En los terrenos sin edificar una vez dijo alguien que los mercados estaban rebosantes. Yo no lo entendí mucho, pues los veía vacíos o eran estantes llenos del mismo producto de la misma marca. Esa persona dijo que había toneladas suficientes para alimentar por lo menos a la ciudad, pero solo veía su pálido rostro sofocado bajo el sol de mediodía y su camisa a rayas empapada mientras en mi mente lo comparaba a él con un mondadientes o un alfiler, o incluso una hebra de cabello.

—Pero Eduardo, a mí me daría pena. ¿Qué pensarían de mí? —dijo uno de los presentes.

—Pues que eres alguien preparado para momentos de crisis.

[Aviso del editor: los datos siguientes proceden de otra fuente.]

PR #5485, opened 2018-06-13
[PPP-4108] Use of vulnerable component jackson-databind-2.8.8.jar, ja…

pentaho-lmartins:
…ckson-databind-2.9.2.jar, jackson-mapper-asl-1.9.2.jar CVE-2017-7525, CVE-2017-15095, CVE-2017-15095

This is one of a series of PRs. See further details in https://github.com/pentaho/maven-parent-poms/pull/66.

**Do not merge without checking the status of the JIRA case.**

### DIFF
--- a/assemblies/core/lib/pom.xml
+++ b/assemblies/core/lib/pom.xml
@@ -52,9 +52,6 @@
         <blueprints-core.version>2.6.0</blueprints-core.version>
         <commons-configuration.version>1.9</commons-configuration.version>
         <flexjson.version>2.1</flexjson.version>
-        <!-- jackson-databind depends on jackson-core and jackson-annotations
-        so that this artifacts have the same version to prevent compile errors -->
-        <fasterxml.jackson.core.version>2.9.5</fasterxml.jackson.core.version>
         <jersey-multipart.version>1.19.1</jersey-multipart.version>
         <mimepull.version>1.9.3</mimepull.version>
         <jsr311-api.version>1.1.1</jsr311-api.version>
@@ -621,39 +618,6 @@
             <groupId>net.sf.flexjson</groupId>
             <artifactId>flexjson</artifactId>
             <version>${flexjson.version}</version>
-            <exclusions>
-                <exclusion>
-                    <groupId>*</groupId>
-                    <artifactId>*</artifactId>
-                </exclusion>
-            </exclusions>
-        </dependency>
-        <dependency>
-            <groupId>com.fasterxml.jackson.core</groupId>
-            <artifactId>jackson-core</artifactId>
-            <version>${fasterxml.jackson.core.version}</version>
-            <exclusions>
-                <exclusion>
-                    <groupId>*</groupId>
-                    <artifactId>*</artifactId>
-                </exclusion>
-            </exclusions>
-        </dependency>
-        <dependency>
-            <groupId>com.fasterxml.jackson.core</groupId>
-            <artifactId>jackson-annotations</artifactId>
-            <version>${fasterxml.jackson.core.version}</version>
-            <exclusions>
-                <exclusion>
-                    <groupId>*</groupId>
-                    <artifactId>*</artifactId>
-                </exclusion>
-            </exclusions>
-        </dependency>
-        <dependency>
-            <groupId>com.fasterxml.jackson.core</groupId>
-            <artifactId>jackson-databind</artifactId>
-            <version>${fasterxml.jackson.core.version}</version>
             <exclusions>
                 <exclusion>
                     <groupId>*</groupId>
--- a/assemblies/lib/pom.xml
+++ b/assemblies/lib/pom.xml
@@ -51,9 +51,6 @@
     <blueprints-core.version>2.6.0</blueprints-core.version>
     <commons-configuration.version>1.9</commons-configuration.version>
     <flexjson.version>2.1</flexjson.version>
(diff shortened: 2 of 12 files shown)


plugins/file-open-save/core/pom.xml
```diff
@@ -49,25 +49,10 @@
...
     <dependency>
-      <groupId>com.fasterxml.jackson.core</groupId>
-      <artifactId>jackson-core</artifactId>
-    </dependency>
-    <dependency>
-      <groupId>com.fasterxml.jackson.core</groupId>
-      <artifactId>jackson-annotations</artifactId>
-    </dependency>
-    <dependency>
+      <!-- this is required by OSGi bean declared in src/main/resources-filtered/OSGI-INF/blueprint/blueprint.xml -->
```
pentaho-lmartins: @graimundo, is this OK?

assemblies/core/lib/pom.xml
```diff
@@ -628,39 +625,6 @@
                 </exclusion>
             </exclusions>
         </dependency>
-        <dependency>
```
graimundo: By removing jackson from here aren't we removing it from data-integration/lib? Doesn't this break non OSGi plugins that assume that this lib is available?
@hbfernandes ^

assemblies/lib/pom.xml
```diff
@@ -627,39 +624,6 @@
         </exclusion>
       </exclusions>
     </dependency>
-    <dependency>
```
graimundo: By removing jackson from here aren't we removing it from data-integration/lib? Doesn't this break non OSGi plugins that assume that this lib is available?
@hbfernandes ^

plugins/repositories/core/pom.xml
```diff
@@ -32,36 +31,6 @@
...
-      <version>${fasterxml.jackson.version}</version>
-    </dependency>
-    <dependency>
-      <groupId>com.fasterxml.jackson.core</groupId>
-      <artifactId>jackson-databind</artifactId>
-      <version>${fasterxml.jackson.version}</version>
-    </dependency>
-    <dependency>
-      <groupId>com.fasterxml.jackson.jaxrs</groupId>
-      <artifactId>jackson-jaxrs-json-provider</artifactId>
```
graimundo: Repositories plugin has a json provider declared in its blueprint as such it seems this dependency shouldn't be removed. Please double check.
https://github.com/pentaho/pentaho-kettle/blob/master/plugins/repositories/core/src/main/resources-filtered/OSGI-INF/blueprint/beans.xml#L82

plugins/repositories/core/pom.xml
```diff
@@ -33,34 +32,9 @@
...
-      <artifactId>jackson-annotations</artifactId>
-      <version>${fasterxml.jackson.version}</version>
-    </dependency>
-    <dependency>
-      <groupId>com.fasterxml.jackson.core</groupId>
-      <artifactId>jackson-databind</artifactId>
-      <version>${fasterxml.jackson.version}</version>
-    </dependency>
-    <dependency>
+      <!-- this is required by OSGi bean declared in src/main/resources-filtered/OSGI-INF/blueprint/beans.xml -->
```
pentaho-lmartins: @graimundo, is this OK?

pentaho-lmartins: `jackson-jaxrs-json-provider` will also bring `jackson-jaxrs-base` and `jackson-module-jaxb-annotations` as transitive dependencies. As far as I can see, modules from `com.fasterxml.jackson.core` are not required.

assemblies/core/lib/pom.xml
pentaho-lmartins: In the last test stack build we have `jackson-annotations-2.9.5.jar`, `jackson-databind-2.9.5.jar` and `jackson-core-2.9.5.jar` in _data-integration/lib_. We have these three declared as dependencies of **kettle-engine**. Do we also want to make these as explicit dependencies of **assemblies/core/lib**? @graimundo @hbfernandes

assemblies/lib/pom.xml
pentaho-lmartins: In the last test stack build we have `jackson-annotations-2.9.5.jar`, `jackson-databind-2.9.5.jar` and `jackson-core-2.9.5.jar` in _data-integration/lib_. We have these three declared as dependencies of **kettle-engine**. Do we also want to make these as explicit dependencies of **assemblies/lib**?
Isn't it redundant to have these as dependencies of **assemblies/lib** and **assemblies/core/lib**?
@graimundo @hbfernandes

assemblies/core/lib/pom.xml
graimundo: Same comment as: https://github.com/pentaho/pentaho-platform/pull/4161#discussion_r198817326

@pentaho-lmartins I think that for the scope of this story it is ok to remove the explicit dependencies and let them come in transitively. That means we are assuming that the lib contains the necessary libs for the Pentaho code base and that we are not putting anything there just for the sake of third parties. So lets go with this solution to unblock the work and create that followup thread that we talked about. If necessary, as a result of that discussion we can re add the dependencies explicitly later on.

assemblies/lib/pom.xml
graimundo: https://github.com/pentaho/pentaho-kettle/pull/5485#discussion_r198820920

PR #5486, opened 2018-06-14
[CLEANUP] Fixing errors preventing ErrorProne compilation, + checkestyle

mkambol:
https://github.com/google/error-prone

Specifically, these 5 categories of errors:

[NullTernary] This conditional expression may evaluate to null, which will result in an NPE when the result is unboxed.
    (see http://errorprone.info/bugpattern/NullTernary)

[ArrayToString] Calling toString on an array does not provide useful information
    (see http://errorprone.info/bugpattern/ArrayToString)

[SizeGreaterThanOrEqualsZero] Comparison of a size >= 0 is always true, did you intend to check for non-emptiness?
    (see http://errorprone.info/bugpattern/SizeGreaterThanOrEqualsZero)

[InfiniteRecursion] This method always recurses, and will cause a StackOverflowError
    (see http://errorprone.info/bugpattern/InfiniteRecursion)

[DeadException] Exception created but not thrown
    (see http://errorprone.info/bugpattern/DeadException)

### DIFF
--- a/engine/src/main/java/org/pentaho/di/job/entry/validator/JobEntryValidatorUtils.java
+++ b/engine/src/main/java/org/pentaho/di/job/entry/validator/JobEntryValidatorUtils.java
@@ -2,7 +2,7 @@
  *
  * Pentaho Data Integration
  *
- * Copyright (C) 2002-2017 by Hitachi Vantara : http://www.pentaho.com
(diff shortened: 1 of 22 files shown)


mkambol:
@pentaho/ackbar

Y es a lo que vamos, chicos, a una crisis. Aquí se podrán abastecer, y no tienen que pagarle a nadie —dijo Eduardo extendiendo sus brazos—. ¡Tenemos derecho a esto! ¡No es nuestro, pero lo defenderemos como tal!

Ojalá lo hubiese previsto, ojalá hubiese atendido la llegada de los Cascos Rojos. Pero no, fui un ignorante, un estúpido. Ese viejo loco tenía la verdad entreverada en sus entrañas, que para lo que sirvieron la de muchos fue para entretener a los canes alados de los guardias.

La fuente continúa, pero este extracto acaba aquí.